If you have to ask the answer is clearly No.


----------



## shappattack (Jul 17, 2008)

This is one of the greatest trolls mt buzz has seen in a long time. Love it! excellent effort. Though it is so over the top no one is going to fall for it.


----------



## wildh2onriver (Jul 21, 2009)

It’s really not too bad. I mean if I can get down it in a fully loaded 18’ cat at 1.5” with 2 passengers, you’ll be fine.


----------



## JakeH (Nov 1, 2003)

I’ll bite. If this is a troll well played. If this is real congratulations on winning a coveted permit. It took me 20 years of applying. 

Get a guide book:
https://www.downriverequip.com/more...e-fork-of-the-salmon-river-liedecker-pid-1703

You can rent gear from Blackadar who I have used on multiple trips and they are excellent. They can also help with shuttle:
Blackadar Boating

My crew usually uses Boise as a base of operations and uses Caldwell Transportation for shuttle:
https://www.ctcbus.com

I had a very good friend who is an excellent boatman try to take a group of inexperienced boaters down last Aug and it was a sh!# show. By Aug flows should be low but passable. Keep an eye on snowpack. You may want to fly into Indian Creek which will help with low water passage. 
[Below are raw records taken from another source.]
PR #19908, opened 2025-08-14
[ty] fix lazy snapshot sweeping in nested scopes

mtshiba:
## Summary

This PR closes astral-sh/ty#955.

## Test Plan

New test cases in `narrowing/conditionals/nested.md`.

### DIFF
--- a/crates/ty_python_semantic/resources/mdtest/narrow/conditionals/nested.md
+++ b/crates/ty_python_semantic/resources/mdtest/narrow/conditionals/nested.md
@@ -240,6 +240,21 @@ def f(x: str | None):
 
     # When there is a reassignment, any narrowing constraints on the place are invalidated in lazy scopes.
     x = None
+
+def f(x: str | None):
+    def _():
+        if x is not None:
+            def closure():
+                reveal_type(x)  # revealed: str | None
+    x = None
+
+def f(x: str | None):
+    class C:
+        def _():
+            if x is not None:
+                def closure():
+                    reveal_type(x)  # revealed: str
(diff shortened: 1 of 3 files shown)


crates/ty_python_semantic/resources/mdtest/narrow/conditionals/nested.md
```diff
@@ -240,6 +240,21 @@ def f(x: str | None):
 
     # When there is a reassignment, any narrowing constraints on the place are invalidated in lazy scopes.
     x = None
+
+def f(x: str | None):
+    def _():
+        if x is not None:
+            def closure():
+                reveal_type(x)  # revealed: str | None
+    x = None
```
mtshiba, line 249: Upon closer analysis, it seems that whether or not narrowing is applied to `x` depends on whether the closure is exposed or just consumed in the scope (This PR does not take this into account and always assumes that the closure is exposed).

```python
def f(x: str | None):
    def _():
        if x is not None:
            def closure():
                reveal_type(x)  # revealed: str | None
            return closure  # expose a closure
    x = None

def f(x: str | None):
    def _():
        if x is not None:
            def closure():
                reveal_type(x)  # revealed: str
            return closure()  # just consume a closure
    x = None
```

To achieve this, an additional mechanism would be required to determine whether a closure is exposed (pyright does not seem to implement this). This would likely be a future work.

carljm: Yes, I think in general we consider escape analysis for closures to be out of scope. Perhaps we could tackle it someday, but it's not needed now.

carljm (approved):
Looks great, thank you!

I would invite experienced boaters on your trip to help you with logistics and row boats. I am sure there are plenty on this board who would love to help you. Or DM me and I’ll try to connect you with some folks who might be interested. If you plan on rowing your own boat, invest in learning and get experience and a Z drag kit. It is a very technical River at low flows. 

If you are an experienced kayaker and are comfortable with multi day self support, you should be fine in small boats. Read the regs to make sure you have the required gear. In my humble opinion from a kayaker standpoint in Aug, there isn’t anything too hairy. I’d say competent class IV boater and you’ll be good to go. 

Be prepared for multiple camp options as there is a selection process pre launch. 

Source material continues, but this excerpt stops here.